The Revolution in Graph Theoretic Optimization Problems

Abstract

Over the last several years there have been major breakthroughs in the design of approximation algorithms for such classic problems as finding the maximum flow in a graph. Maximum flow for undirected graphs can now be approximately solved in almost linear time. This result by researchers at Berkeley and MIT, I claim, is only the beginning of a new era in efficient algorithm design.Graph theoretic optimization problems, that have been dormant for fifty years are now seeing new and exciting algorithms. These advances have been made possible by Spectral Graph Theory, the interplay between linear algebra and combinatorial graph theory. One application of this interplay is a nearly linear time solver for Symmetric Diagonally Dominate systems (SDD). This seemingly restrictive class of linear systems has received substantial interest in the last 15 years.
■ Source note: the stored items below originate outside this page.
PR #3065, opened 2020-10-13
Document stat_contour in modeling tutorial

luca-giunti:
**Description**
I document the use of `Fit.stat_surface()` in the modeling and fitting tutoria

**Dear reviewer**
I personally feel this tutorial is one of the most relevant in the gammapy docs, as in the end it's all about modeling and fitting and inspecting results. Yet it's almost hidden within the advanced tutorial sections...


adonath:
@luca-giunti There is still one test fails on Travis-Ci please fix...

docs/tutorials/modeling.ipynb
```diff
@@ -55,6 +55,7 @@
     "import numpy as np\n",
```
registerrier, line 55: <p>I would only mention reoptimize=False in the bullet list, and really conclude the cell with a strong statement on the correct approach for confidence contours.</p><p>It is important to remind that the contours are approximative.  In particular, when the parameter range boundaries are close to the contours. </p>
<br/>

 _Reply via <a href='https://app.reviewnb.com/gammapy/gammapy/pull/3065/discussion/'>ReviewNB</a>_ <div id='ReviewNBCommentContext-DoNotDelete' style='display:none' data-state='OPEN' data-cellIndex='44'/>

registerrier, line 55: <p>Is this really needed? Can't we simply explain that given the normalization of our TS (-2 log L, i.e. chi square like) we expect the 1 sigma contour to be at +1, 2 sigma at +4 and 3 sigma +9?</p>
<br/>

 _Reply via <a href='https://app.reviewnb.com/gammapy/gammapy/pull/3065/discussion/'>ReviewNB</a>_ <div id='ReviewNBCommentContext-DoNotDelete' style='display:none' data-state='OPEN' data-cellIndex='47'/>

luca-giunti: @registerrier There are 2 floating degrees of freedom in the `stat_surface` method, so one has to look at the percentiles of a chi square with df=2. The sqrt rule of thumb to connect TS and sigma levels doesn't apply in that case. No?

luca-giunti: <p>I actually see a bug here in my code, I should change <code>df=1</code>  to <code>df=2</code>  ...</p>

luca-giunti: test

I tested that the contour computed by `Fit.minos_contour` and `Fit.stat_surface` (with `reoptimize=True`!!) are consistent. In the figure, the contours are slightly off but this is due to the interpolation made by `plot_contour_line`: the crosses (a bit hard to see, sorry), representing the actual points computed by MINOS, follow exactly the contours computed by `fit.stat_profile`. Notice that, in the tutorial nb, since we have `reoptimize=False` there is a slight difference in the contours... but that's understood. 

This means that using a chi2 with df=2 to compute the significance from `Fit.stat_surface` is coherent with `Fit.minos_contour`...

registerrier: OK. Good!

Then my main suggestion would rather be to keep delta TS values in the array but simply show how to compute the corresponding levels. That seems easier since it does not require array manipulation.

registerrier: It is probably the nicest solution, but how to proceed in general should be documented somewhere

luca-giunti: OK. Maybe @adonath you have a preference?

luca-giunti: Apologies @registerrier , I messed up here. As I commented above, in the tutorial I was using `df=1`, and since I forgot to change it the contour comparison was still obtained with `df=1`. So apparently it is sufficient to take the sqrt(TS) to be consistent with `minos_contour`... this will simplify the tutorial cell without the need for a dedicated function in `gammapy.visualization`. 

I will add a short explanation in the tutorial...

adonath (approved):
Thanks @luca-giunti, I have no further comments....I'll go ahead and merge now. If there are remains things, please open a new PR...

PR #3066, opened 2020-10-14
Add option to preserve counts in Map.interp_to_geom()

LauraOlivera:
**Description**

This pull request adds an option `preserve_counts` to the method `Map.interp_to_geom()`. It is then used in the data reduction step of a `MapDataset` for the background, in case the input is a `Map`.

It also makes it optional to have an exposure map for the `edisp` and `psf` in a dataset when saving it to a file (this was missing from PR [#2990](https://github.com/gammapy/gammapy/pull/2990))

### DIFF
--- a/gammapy/maps/core.py
+++ b/gammapy/maps/core.py
@@ -774,6 +774,7 @@ class Map(abc.ABC):
         interp_map : `Map`
             Interpolated Map
         """
+
         coords = geom.get_coord()
 
         # set nearest neighbour interpolation for mask as default
@@ -781,6 +782,8 @@ class Map(abc.ABC):
             kwargs.setdefault("interp", 0)
 
         if preserve_counts:
+            if geom.ndim > 2:
+                assert self.geom.axes[0] == geom.axes[0] # Energy axis has to match
             old_map_copy = self.copy()
             old_map_copy.data /= self.geom.solid_angle().to_value("deg2")
             data = old_map_copy.interp_by_coord(coords, **kwargs)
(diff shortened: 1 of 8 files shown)


gammapy/maps/core.py
```diff
@@ -776,11 +780,16 @@ def interp_to_geom(self, geom, **kwargs):
         if self.data.dtype == bool:
             kwargs.setdefault("interp", 0)
 
-        data = self.interp_by_coord(coords, **kwargs)
+        if preserve_counts:
+            old_map_copy = self.copy()
+            old_map_copy.data /= self.geom.solid_angle().to_value("deg2")
```
adonath, line 785: I just realised, that the bins size in energy could change as well. So we probably need a more general solution like:
```python3
bin_volume = self.geom.bin_volume.value
old_map_copy.data /= bin_volume

data *= geom.bin_volume.to_value(bin_volume.unit)

```

adonath (changes requested):
Thanks @LauraOlivera, I have left one inline comment...otherwise looks good to me.

gammapy/maps/core.py
adonath: Conclusion from the dev meeting today: keep the implementation, but add a check on the equality of the energy axis. This simply works like `energy_axis_1 == energy_axis_2`...

LauraOlivera: done! :+1:

adonath (approved):
Thanks a lot @LauraOlivera! No further comments from my side...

Both algorithm design theory and practical implementations have made major progress. Surprisingly, there is an ever growing list of problems that can be efficiently solved using SDD solvers including image segmentation, image denoising, finding solutions to elliptic equations, computing maximum flow in a graph, graph sparsification, and graphics. All these examples can be viewed as special cases of convex optimization problems that arise from graph problems. I can imagine a world where such optimization problems that seem to require at least quadratic work will all be solvable by practical algorithms guaranteed to run in near linear work and are very parallel.